Very well said. You are so right I just wish the rest of the breeders out there would take more precaution and put a little more love in to it. If all the breeders and sellers out there would put even half the love in, we wouldn't be in this pickle. I must say I've learned so much from you Lisa through all your posts and all the frog forum froggers as well. My frogs live happier, healthier lives now because of all of this. I'm always looking for ways to better my frogs well being and there housing and caring for them  too. 


Sent from my iPhone using Tapatalk

----------

irThumper

----------


## Frogger00

I know you are upset, and I don't know the whole story, but there is many other things to blame other than the breeder. Maybe your frogs came in contact with the disease while being shipped, or the breeder didn't even know that his frogs had caught the terrible disease. Don't get me wrong, it's great that you are sharing your experience, but please take into account these other possibilities. I'm sorry you've had such bad luck with a few of your frogs, I hope the others are doing well.

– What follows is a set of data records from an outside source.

PR #773, opened 2016-09-14
[#132309] Always use fulfilled at for price calculation

jhanggi:
If you change the account of an order, we were calculating the price policy based on the current time, not the fulfilled_at date. This removes the parameter from the `assigns_price_policy` method to make sure we don't run into this again.

The one time we do want to use current time is when canceling a reservation with fee, because we don't really have a fulfilled_at, so we should use the current time.

This also cleans up an unused argument in `assign_estimated_price`.

I have two pending tests for another issue: if you change the account of an order in the popup, and also modify the cost, we're recalculating the pricing in the before_save hook and overwriting whatever the user put in. That fix will likely come as a separate PR.

### DIFF
--- a/app/models/order_detail.rb
+++ b/app/models/order_detail.rb
@@ -468,7 +468,7 @@ class OrderDetail < ActiveRecord::Base
     end
     change_status!(OrderStatus.complete.first) do |od|
       od.fulfilled_at = event_time
-      od.assign_price_policy(event_time)
+      od.assign_price_policy
     end
   end
 
@@ -655,10 +655,9 @@ class OrderDetail < ActiveRecord::Base
     JournalRowUpdater.new(self).update
   end
 
-  def assign_estimated_price(second_account = nil, date = Time.zone.now)
+  def assign_estimated_price(date = fulfilled_at || Time.current)
     self.estimated_cost    = nil
     self.estimated_subsidy = nil
-    second_account = account unless second_account
 
     # is account valid for facility
     return unless product.facility.can_pay_with_account?(account)
@@ -667,8 +666,8 @@ class OrderDetail < ActiveRecord::Base
     assign_estimated_price_from_policy @estimated_price_policy
   end
 
-  def assign_estimated_price!(second_account = nil, date = Time.zone.now)
-    assign_estimated_price(second_account, date)
+  def assign_estimated_price!
+    assign_estimated_price(Time.current)
     save!
   end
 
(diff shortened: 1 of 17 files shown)


spec/controllers/order_management/order_details_controller_spec.rb
```diff
@@ -495,7 +495,17 @@ def reservation_params(reserve_start_at, actual_start_at = nil)
         expect(order_detail.reload.actual_total).to eq(16.00)
       end
 
-      it "returns an error when trying to set subsidy more than quantity" do
+      xit "updates the price while changing accounts" do
```
drench: As long as this is going to be short-lived I'm OK with `xit` rather than a more formal `pending`.

spec/controllers/order_management/order_details_controller_spec.rb
```diff
@@ -513,6 +537,17 @@ def reservation_params(reserve_start_at, actual_start_at = nil)
       it "updates the quanity" do
         expect { do_request }.to change { order_detail.reload.quantity }.to(2)
       end
+
+      xit "updates the price while changing quantity" do
```
drench: Same comment on `xit` vs. `pending`.

app/models/order_detail.rb
```diff
@@ -856,9 +855,17 @@ def has_completed_reservation?
     !product.is_a?(Instrument) || (reservation && (reservation.canceled_at || reservation.actual_end_at || reservation.reserve_end_at < Time.zone.now))
   end
 
+  def time_for_policy_lookup
+    if fulfilled_at
+      fulfilled_at
+    elsif reservation.try(:canceled?)
+      Time.current
```
drench: Could this method just be `fulfilled_at || Time.current`?
I'm wondering since `Product#cheapest_price_policy` should default to `Time.zone.now` if given a falsy `date`.

jhanggi: This will fall back to nil `nil` to and call `cheapest_price_policy(self, nil)`, so it doesn't take the default. In there, it will not find any `cheapest_price_policy(nil)`, which is what I want. This helps ensure that we don't accidentally do this again, because we should never be finding the actual price policy it's fulfilled or it's canceled with charge (which doesn't have a `fulfilled_at`, but does end up in completed).

spec/controllers/order_management/order_details_controller_spec.rb
jhanggi: I buy that the formal `pending` makes sense. It hopefully will be short-lived, but I'm not sure when we'll be able to get to that piece.

spec/controllers/order_management/order_details_controller_spec.rb
```diff
@@ -505,14 +516,41 @@ def reservation_params(reserve_start_at, actual_start_at = nil)
...
+        order_detail.backdate_to_complete!(Time.current)
         @params[:order_detail] = { quantity: 2 }
       end
 
       it "updates the quanity" do
         expect { do_request }.to change { order_detail.reload.quantity }.to(2)
       end
+
+      it "updates the price while changing quantity" do
+        pending "currently buggy: it uses the price policy's calculation, not the params"
```
jhanggi: Using `pending` was extra helpful because it showed me that my test was buggy (the order detail was not complete).

drench:
:+1:

PR #774, opened 2016-09-29
[#132463] Fix route to updating Scheduling Groups on access list

jhanggi:
Got set to GET instead of PUT in the Rails upgrade.

We'll want to get this to UIC fairly quickly.


drench:
:+1:

PR #775, opened 2016-09-29
[#130782] Adds feature tag for setting default start date

kt32291:
https://pm.tablexi.com/issues/130782

This adds the ability to turn on setting a default start date under the create statements tab in billing.

### DIFF
--- a/app/controllers/facility_statements_controller.rb
+++ b/app/controllers/facility_statements_controller.rb
@@ -29,6 +29,7 @@ class FacilityStatementsController < ApplicationController
   def new_with_search
     @order_details = @order_details.need_statement(@facility)
     @order_detail_action = :send_statements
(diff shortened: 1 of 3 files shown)


app/controllers/facility_statements_controller.rb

Sent from my iPad using Tapatalk

----------


## irThumper

This is no snap judgement, believe me. The veterinarians confirmed that the frogs would have been infected before coming to me. If you want to know the WHOLE story, including the threats made against me by Mike for trying to notify people about the Chytrid (and that they should test/treat their frogs to be on the safe side) then you can PM me and I will fill you in. I have been trying to piece together some very disturbing puzzle pieces, including the fact that frogs from the same breeder were dying at our local Petco-- they weren't dying from coccidiosis, after seeing it first hand I am 99% sure it was Chytrid. I also hear constantly about people's Petco frogs getting sick and up and dying... there has to be a common denominator, other than Petco just sucks at amphibian care. On Facebook was also a little girl who purchased WTFs from this same breeder (not Mike, the supplier in my case) more than once. The last time she got them directly from him at an expo... all of them got sick and died in short order. These Petco (etc) frog deaths all need to be investigated, they cannot simply be brushed off as the fault of the store or of the owners. Someone needs to be accountable. Mike even tried to say the fault was mine because he said he knew I "never quarantined any of my frogs." Anyone who's been following me on here knows THAT sure as shoot isn't true! He said they had to have caught it from one of my other frogs... I told him if that was true then we really had a big problem, as ALL my frogs (except one) came from the same breeder! My only non-Sandfire frog is Martha, and she came to me as an adult from a different Petco (35 miles away) and a different supplier. Also, I document EVERYTHING in both photos and video. Other than having a myriad of internal parasites they have been treated for all of my other guys have been healthy and living with me since Oct, Dec & Jan... Pole Bean came to me already skinny and sick, and Butter Bean was dead within 29 days with no obvious outward signs until just before he died. 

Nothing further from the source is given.